With a Cortex M0 target gcc has no choice but to compile a simple zero/nonzero test into the more verbose form above. Clobbering the Z flag furthermore increases code size and execution time. The only reason for cbz/cbnz to be absent is that neither was historically part of the original (pre-2009) Thumb instruction set on which ARM based v6-M.  From an encoding standpoint it fits in the 16-bit instruction format and we are after all trying to save code space on sub-4KiB M0+ parts. Plus, I actually find the cbz format in the first example a tad easier to read through with objdump.

Power to the people

By entering the low-end microcontroller market with Cortex-M ARM Ltd. expanded their user base from just a few hundred consumer electronics manufacturers, to thousands of white-goods makers and millions of hobbyists. Make your voice heard, and at least let them know publicly whenever they miss the boat on an easily incorporated feature like cbz/cbnz!
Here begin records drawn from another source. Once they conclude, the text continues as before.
Issue #5935, opened 2026-01-13
fork `emoji-mart`, as the project was not updated in a long time.


Simon-Laux:
We need to start using our own fork as the original maintainers seem to have abandoned it:
- no updates to the emojis-standard, which had new versions meanwhile adding new emojis and removed the detailed family emojis.
- my bug fix PR was not merged and not even reviewed since over 2 years: https://github.com/missive/emoji-mart/pull/809
- there are many other open PRs, like upgrades to newer react versions and bug fixes: https://github.com/missive/emoji-mart/pulls

WofWca:
Is there not an existing fork already?

Note that OSes usually have their own built-in emoji picker, usually invoked with `Win + .`.

Simon-Laux:
> Is there not an existing fork already?

Haven't found one of first look. We only need to fix the bugs we have, we don't really need to deal with anything else.
I'd say we just fork and merge the bug fix PRS that we like.

> Note that OSes usually have their own built-in emoji picker

Quality of those varies greatly and most users don't know about them, also emojis in there look different from in our app on Windows and on Linux.

r10s:
this seems to be solved for now by https://delta.chat/en/help#troubleshooting

nicodh:
> this seems to be solved for now by https://delta.chat/en/help#troubleshooting

Hmm, wrong link? It's solved with https://github.com/deltachat/deltachat-desktop/pull/6201

PR #6201, opened 2026-04-07
Replace emoji mart

nicodh:
This replaces the dependency to emoji-mart with a pinned version of a fork of the origin library. I checked the updates on https://github.com/viaduck/emoji-mart-awesome and consider them useful.

Future updates should be checked carefully.


WofWca (commented):
I think you mentioned a fork by the Element messenger devs? This one is not that?

> Future updates should be checked carefully.

Because this fork is not used (and therefore not checked) by many people?

nicodh:
The other fork was by session https://github.com/missive/emoji-mart/compare/main...session-foundation:session-emoji-mart:main but it seems less maintained and has no npm package.

I think to add it as a pinned version should be fine. We could check for changes and if anything happens we don't want or like we would have to look for another solution

packages/frontend/src/components/EmojiPicker/index.tsx
```diff
@@ -1,21 +1,31 @@
...
+  id: string
+  name: string
+  native: string
+  unified: string
+  shortcodes: string
+  skin?: number
+  keywords?: string[]
+  aliases?: string[]
+  emoticons?: string[]
+}
```
WofWca, line 21: Maybe add a link to where this is copy-pasted from?

packages/frontend/package.json
```diff
@@ -26,13 +26,13 @@
     "@deltachat-desktop/runtime-interface": "link:../runtime",
     "@deltachat-desktop/shared": "link:../shared",
     "@deltachat/jsonrpc-client": "catalog:",
+    "@emoji-mart-awesome/react": "^1.0.0",
```
WofWca: You mentioned that the version is pinned, but this is only the case for the `emoji-mart-awesome` package and not this one.

But anyway I think there is no strong need to pin the version in package.json, because one has to manually update pnpm-lock.json anyway. But I'm fine with either.

WofWca (commented):
Looks like this is related to https://github.com/deltachat/deltachat-desktop/issues/5935.

I have looked through the fork's changes on GitHub and found nothing malicious there.
But I didn't check whether the build matches the one published on NPM.

I also didn't check the Tauri version, didn't verify the CSP hash value.

Testing the reaction picker and the compoer's emoji picker returned no issues.

This also preserves the original "frequently picked" ones.

But: which of the fork's changes are actually important to us? Is it just about the skin tones?

packages/frontend/package.json
nicodh: Ok, I pinned now both, @emoji-mart-awesome/react and @emoji-mart/data

packages/frontend/src/components/EmojiPicker/index.tsx
nicodh: It is derived from https://github.com/missive/emoji-mart#-get-emoji-data-from-native. I didn't find a type export

nicodh:
> But: which of the fork's changes are actually important to us? Is it just about the skin tones?

The main point is the support for react 19 but I also consider the other changes useful as said above

WofWca:
> The main point is the support for react 19

But the one that we have now also works fine with React 19.

The fork that we're switching to also doesn't seem like it's that much maintained, so I don't see this as a significant improvement.

nicodh:
> The fork that we're switching to also doesn't seem like it's that much maintained, so I don't see this as a significant improvement.

So what would you propose? The one we use is not maintained since years.

WofWca:
Well it's an improvement nonetheless so I say we should merge this.

Only that I think that the separators are not supposed to look like this:

image

WofWca:
Here is the code that I suspect is responsible:

https://github.com/deltachat/deltachat-desktop/blob/2de7ce30502dace5e8d122df287418f600c9528a/packages/frontend/src/components/EmojiPicker/styles.module.scss#L1-L33

nicodh:
> Here is the code that I suspect is responsible:
> 
> https://github.com/deltachat/deltachat-desktop/blob/2de7ce30502dace5e8d122df287418f600c9528a/packages/frontend/src/components/EmojiPicker/styles.module.scss#L1-L33

I didn't find an easy way to override the styles so I used a <style> component to be appended to the picker. But it works...

packages/frontend/src/components/EmojiPicker/index.tsx
```diff
@@ -34,11 +44,26 @@ export default function EmojiPicker({
...
   }
 
+  const wrapperRef = useRef<HTMLDivElement>(null)
+
+  useEffect(() => {
+    const picker = wrapperRef.current?.querySelector('em-emoji-picker')
+    const shadowRoot = picker?.shadowRoot
+    if (!shadowRoot) return
+    const style = document.createElement('style')
+    style.textContent = '.category > .sticky { background: none !important; }'
```
WofWca: I think this makes things worse

Image

packages/frontend/src/components/EmojiPicker/index.tsx
```diff
@@ -34,11 +44,26 @@ export default function EmojiPicker({
...
+    shadowRoot.appendChild(style)
+    return () => {
+      shadowRoot.removeChild(style)
+    }
+  }, [])
```
WofWca, line 60: OK, looks like it's actually intended that it looks this way

https://github.com/missive/emoji-mart/compare/main...viaduck:emoji-mart-awesome:viaduck-v3#diff-ca441c0466b535006bab8ef9c4b06d06da13c420111682a47f3b593585b5a9d6R382

Either way I don't think we should be trying to deeply override its styles.

nicodh: I changed the bg color to the theme background.

> Either way I don't think we should be trying to deeply override its styles.

you have a better approach?

WofWca: If it's portant then we should add a CSS var upstream to make this configurable.
If not then we should leave it as is.

WofWca (approved):
Works.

My employer sent me to an ARM assembly language class once. I learned in the course introduction what made ARM special compared to the other high-performance architectures of the day: conditional instructions, multiple-register load/store instructions, current processor status register (CPSR) and the coprocessor hardware model….to name a few.

This general set of guidelines held true through version 7 of the instruction set architecture (ISA). ARM v8 is published, and chips are already in production. It consists of both a new “Aarch64” definition, and an “Aarch32” update that retains instructions which would still be recognizable from an assembly listing. But is 64-bit ARM “really” ARM as we know it? Their own data brief claims that it is a rationalization of the instruction set.

“Rationalization” in this case may just mean the Acorn folks have retired, and this is the new crop of ISA designers who were getting snot wiped off their noses for them in 1980. As you would expect, based on updated statistics of compiled code performance and thirty more years of published papers they are tweaking the design as they see fit.